Problem details: Each record below is to be reproduced without any change.

BEGIN Supplied material

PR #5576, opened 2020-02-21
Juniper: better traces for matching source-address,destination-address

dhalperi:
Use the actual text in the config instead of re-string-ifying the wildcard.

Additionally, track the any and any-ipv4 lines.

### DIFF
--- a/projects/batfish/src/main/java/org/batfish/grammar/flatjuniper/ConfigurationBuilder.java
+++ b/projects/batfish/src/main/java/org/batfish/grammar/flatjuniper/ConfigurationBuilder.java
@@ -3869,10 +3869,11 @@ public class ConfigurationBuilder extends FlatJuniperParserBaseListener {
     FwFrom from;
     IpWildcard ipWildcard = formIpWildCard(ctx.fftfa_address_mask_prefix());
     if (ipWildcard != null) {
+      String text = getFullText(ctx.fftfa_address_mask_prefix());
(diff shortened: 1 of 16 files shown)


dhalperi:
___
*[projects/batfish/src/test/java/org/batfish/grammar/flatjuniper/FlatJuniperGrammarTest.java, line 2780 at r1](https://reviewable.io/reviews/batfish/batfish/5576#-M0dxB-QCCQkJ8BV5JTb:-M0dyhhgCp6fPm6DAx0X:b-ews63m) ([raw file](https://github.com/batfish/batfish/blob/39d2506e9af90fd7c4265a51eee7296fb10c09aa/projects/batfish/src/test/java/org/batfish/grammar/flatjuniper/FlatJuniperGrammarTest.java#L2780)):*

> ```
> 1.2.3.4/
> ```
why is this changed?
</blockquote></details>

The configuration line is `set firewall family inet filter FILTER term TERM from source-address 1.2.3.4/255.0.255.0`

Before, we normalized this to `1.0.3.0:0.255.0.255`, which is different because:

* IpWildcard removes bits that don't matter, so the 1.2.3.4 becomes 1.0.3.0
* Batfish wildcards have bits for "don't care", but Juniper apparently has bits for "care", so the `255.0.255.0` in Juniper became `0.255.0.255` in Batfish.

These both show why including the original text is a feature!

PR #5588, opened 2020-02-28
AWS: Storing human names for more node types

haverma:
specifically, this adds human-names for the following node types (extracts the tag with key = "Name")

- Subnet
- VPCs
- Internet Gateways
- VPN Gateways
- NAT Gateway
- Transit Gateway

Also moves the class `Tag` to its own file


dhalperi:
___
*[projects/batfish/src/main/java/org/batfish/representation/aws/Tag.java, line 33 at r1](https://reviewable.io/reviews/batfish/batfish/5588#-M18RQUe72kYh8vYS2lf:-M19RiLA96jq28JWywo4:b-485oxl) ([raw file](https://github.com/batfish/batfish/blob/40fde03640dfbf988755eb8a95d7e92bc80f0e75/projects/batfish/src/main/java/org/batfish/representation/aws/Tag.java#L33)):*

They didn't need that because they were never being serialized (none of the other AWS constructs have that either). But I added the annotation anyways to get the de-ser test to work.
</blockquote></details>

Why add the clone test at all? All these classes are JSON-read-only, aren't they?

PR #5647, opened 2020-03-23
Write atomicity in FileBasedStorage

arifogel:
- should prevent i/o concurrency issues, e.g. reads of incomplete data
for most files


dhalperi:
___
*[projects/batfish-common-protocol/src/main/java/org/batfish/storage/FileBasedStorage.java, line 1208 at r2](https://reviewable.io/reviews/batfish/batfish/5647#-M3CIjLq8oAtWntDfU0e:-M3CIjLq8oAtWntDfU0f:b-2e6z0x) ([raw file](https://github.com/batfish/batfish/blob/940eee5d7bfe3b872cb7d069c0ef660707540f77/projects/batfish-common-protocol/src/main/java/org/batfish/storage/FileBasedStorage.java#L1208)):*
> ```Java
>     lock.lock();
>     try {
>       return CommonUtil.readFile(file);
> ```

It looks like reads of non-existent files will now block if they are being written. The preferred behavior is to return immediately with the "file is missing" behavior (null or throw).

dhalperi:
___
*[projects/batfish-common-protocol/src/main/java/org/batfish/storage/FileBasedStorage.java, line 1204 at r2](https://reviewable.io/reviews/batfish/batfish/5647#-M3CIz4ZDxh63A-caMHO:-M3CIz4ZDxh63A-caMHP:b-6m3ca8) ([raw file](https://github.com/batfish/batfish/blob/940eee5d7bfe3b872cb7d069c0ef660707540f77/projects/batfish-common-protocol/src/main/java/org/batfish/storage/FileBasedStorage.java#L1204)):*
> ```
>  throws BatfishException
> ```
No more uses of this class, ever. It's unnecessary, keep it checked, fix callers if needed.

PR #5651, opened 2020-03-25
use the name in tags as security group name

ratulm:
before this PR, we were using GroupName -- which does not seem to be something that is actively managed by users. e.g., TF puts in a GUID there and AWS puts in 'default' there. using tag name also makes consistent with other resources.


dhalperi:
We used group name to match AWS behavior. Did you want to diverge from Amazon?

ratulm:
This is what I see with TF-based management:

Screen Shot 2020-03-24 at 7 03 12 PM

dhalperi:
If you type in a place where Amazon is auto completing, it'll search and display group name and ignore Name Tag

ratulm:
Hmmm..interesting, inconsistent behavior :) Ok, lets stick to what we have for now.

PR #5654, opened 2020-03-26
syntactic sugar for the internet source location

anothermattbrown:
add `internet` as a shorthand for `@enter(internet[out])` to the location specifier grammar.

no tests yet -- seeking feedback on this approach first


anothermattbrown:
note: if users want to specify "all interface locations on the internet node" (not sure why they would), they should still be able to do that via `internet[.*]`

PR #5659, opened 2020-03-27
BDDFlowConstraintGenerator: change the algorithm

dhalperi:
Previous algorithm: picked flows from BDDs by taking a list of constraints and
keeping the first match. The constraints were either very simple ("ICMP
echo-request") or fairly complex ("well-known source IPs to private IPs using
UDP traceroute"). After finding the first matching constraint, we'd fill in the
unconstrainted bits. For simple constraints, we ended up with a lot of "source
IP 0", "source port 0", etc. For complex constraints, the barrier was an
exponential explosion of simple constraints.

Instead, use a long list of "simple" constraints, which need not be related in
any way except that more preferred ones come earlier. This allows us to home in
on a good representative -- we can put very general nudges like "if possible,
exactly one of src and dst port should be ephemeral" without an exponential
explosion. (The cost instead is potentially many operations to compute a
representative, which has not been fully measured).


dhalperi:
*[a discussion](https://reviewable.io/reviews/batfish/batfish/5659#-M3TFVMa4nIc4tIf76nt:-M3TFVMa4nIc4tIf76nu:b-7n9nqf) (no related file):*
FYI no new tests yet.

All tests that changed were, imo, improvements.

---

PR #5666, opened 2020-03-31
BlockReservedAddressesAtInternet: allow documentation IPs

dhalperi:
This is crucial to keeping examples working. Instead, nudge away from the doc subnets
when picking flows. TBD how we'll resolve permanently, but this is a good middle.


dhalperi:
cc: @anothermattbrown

END Supplied material

Exercise result:
PR #5576, opened 2020-02-21
Juniper: better traces for matching source-address,destination-address

dhalperi:
Use the actual text in the config instead of re-string-ifying the wildcard.

Additionally, track the any and any-ipv4 lines.

### DIFF
--- a/projects/batfish/src/main/java/org/batfish/grammar/flatjuniper/ConfigurationBuilder.java
+++ b/projects/batfish/src/main/java/org/batfish/grammar/flatjuniper/ConfigurationBuilder.java
@@ -3869,10 +3869,11 @@ public class ConfigurationBuilder extends FlatJuniperParserBaseListener {
     FwFrom from;
     IpWildcard ipWildcard = formIpWildCard(ctx.fftfa_address_mask_prefix());
     if (ipWildcard != null) {
+      String text = getFullText(ctx.fftfa_address_mask_prefix());
(diff shortened: 1 of 16 files shown)


dhalperi:
___
*[projects/batfish/src/test/java/org/batfish/grammar/flatjuniper/FlatJuniperGrammarTest.java, line 2780 at r1](https://reviewable.io/reviews/batfish/batfish/5576#-M0dxB-QCCQkJ8BV5JTb:-M0dyhhgCp6fPm6DAx0X:b-ews63m) ([raw file](https://github.com/batfish/batfish/blob/39d2506e9af90fd7c4265a51eee7296fb10c09aa/projects/batfish/src/test/java/org/batfish/grammar/flatjuniper/FlatJuniperGrammarTest.java#L2780)):*

> ```
> 1.2.3.4/
> ```
why is this changed?
</blockquote></details>

The configuration line is `set firewall family inet filter FILTER term TERM from source-address 1.2.3.4/255.0.255.0`

Before, we normalized this to `1.0.3.0:0.255.0.255`, which is different because:

* IpWildcard removes bits that don't matter, so the 1.2.3.4 becomes 1.0.3.0
* Batfish wildcards have bits for "don't care", but Juniper apparently has bits for "care", so the `255.0.255.0` in Juniper became `0.255.0.255` in Batfish.

These both show why including the original text is a feature!

PR #5588, opened 2020-02-28
AWS: Storing human names for more node types

haverma:
specifically, this adds human-names for the following node types (extracts the tag with key = "Name")

- Subnet
- VPCs
- Internet Gateways
- VPN Gateways
- NAT Gateway
- Transit Gateway

Also moves the class `Tag` to its own file


dhalperi:
___
*[projects/batfish/src/main/java/org/batfish/representation/aws/Tag.java, line 33 at r1](https://reviewable.io/reviews/batfish/batfish/5588#-M18RQUe72kYh8vYS2lf:-M19RiLA96jq28JWywo4:b-485oxl) ([raw file](https://github.com/batfish/batfish/blob/40fde03640dfbf988755eb8a95d7e92bc80f0e75/projects/batfish/src/main/java/org/batfish/representation/aws/Tag.java#L33)):*

They didn't need that because they were never being serialized (none of the other AWS constructs have that either). But I added the annotation anyways to get the de-ser test to work.
</blockquote></details>

Why add the clone test at all? All these classes are JSON-read-only, aren't they?

PR #5647, opened 2020-03-23
Write atomicity in FileBasedStorage

arifogel:
- should prevent i/o concurrency issues, e.g. reads of incomplete data
for most files


dhalperi:
___
*[projects/batfish-common-protocol/src/main/java/org/batfish/storage/FileBasedStorage.java, line 1208 at r2](https://reviewable.io/reviews/batfish/batfish/5647#-M3CIjLq8oAtWntDfU0e:-M3CIjLq8oAtWntDfU0f:b-2e6z0x) ([raw file](https://github.com/batfish/batfish/blob/940eee5d7bfe3b872cb7d069c0ef660707540f77/projects/batfish-common-protocol/src/main/java/org/batfish/storage/FileBasedStorage.java#L1208)):*
> ```Java
>     lock.lock();
>     try {
>       return CommonUtil.readFile(file);
> ```

It looks like reads of non-existent files will now block if they are being written. The preferred behavior is to return immediately with the "file is missing" behavior (null or throw).

dhalperi:
___
*[projects/batfish-common-protocol/src/main/java/org/batfish/storage/FileBasedStorage.java, line 1204 at r2](https://reviewable.io/reviews/batfish/batfish/5647#-M3CIz4ZDxh63A-caMHO:-M3CIz4ZDxh63A-caMHP:b-6m3ca8) ([raw file](https://github.com/batfish/batfish/blob/940eee5d7bfe3b872cb7d069c0ef660707540f77/projects/batfish-common-protocol/src/main/java/org/batfish/storage/FileBasedStorage.java#L1204)):*
> ```
>  throws BatfishException
> ```
No more uses of this class, ever. It's unnecessary, keep it checked, fix callers if needed.

PR #5651, opened 2020-03-25
use the name in tags as security group name

ratulm:
before this PR, we were using GroupName -- which does not seem to be something that is actively managed by users. e.g., TF puts in a GUID there and AWS puts in 'default' there. using tag name also makes consistent with other resources.


dhalperi:
We used group name to match AWS behavior. Did you want to diverge from Amazon?

ratulm:
This is what I see with TF-based management:

Screen Shot 2020-03-24 at 7 03 12 PM

dhalperi:
If you type in a place where Amazon is auto completing, it'll search and display group name and ignore Name Tag

ratulm:
Hmmm..interesting, inconsistent behavior :) Ok, lets stick to what we have for now.

PR #5654, opened 2020-03-26
syntactic sugar for the internet source location

anothermattbrown:
add `internet` as a shorthand for `@enter(internet[out])` to the location specifier grammar.

no tests yet -- seeking feedback on this approach first


anothermattbrown:
note: if users want to specify "all interface locations on the internet node" (not sure why they would), they should still be able to do that via `internet[.*]`

PR #5659, opened 2020-03-27
BDDFlowConstraintGenerator: change the algorithm

dhalperi:
Previous algorithm: picked flows from BDDs by taking a list of constraints and
keeping the first match. The constraints were either very simple ("ICMP
echo-request") or fairly complex ("well-known source IPs to private IPs using
UDP traceroute"). After finding the first matching constraint, we'd fill in the
unconstrainted bits. For simple constraints, we ended up with a lot of "source
IP 0", "source port 0", etc. For complex constraints, the barrier was an
exponential explosion of simple constraints.

Instead, use a long list of "simple" constraints, which need not be related in
any way except that more preferred ones come earlier. This allows us to home in
on a good representative -- we can put very general nudges like "if possible,
exactly one of src and dst port should be ephemeral" without an exponential
explosion. (The cost instead is potentially many operations to compute a
representative, which has not been fully measured).


dhalperi:
*[a discussion](https://reviewable.io/reviews/batfish/batfish/5659#-M3TFVMa4nIc4tIf76nt:-M3TFVMa4nIc4tIf76nu:b-7n9nqf) (no related file):*
FYI no new tests yet.

All tests that changed were, imo, improvements.

---

PR #5666, opened 2020-03-31
BlockReservedAddressesAtInternet: allow documentation IPs

dhalperi:
This is crucial to keeping examples working. Instead, nudge away from the doc subnets
when picking flows. TBD how we'll resolve permanently, but this is a good middle.


dhalperi:
cc: @anothermattbrown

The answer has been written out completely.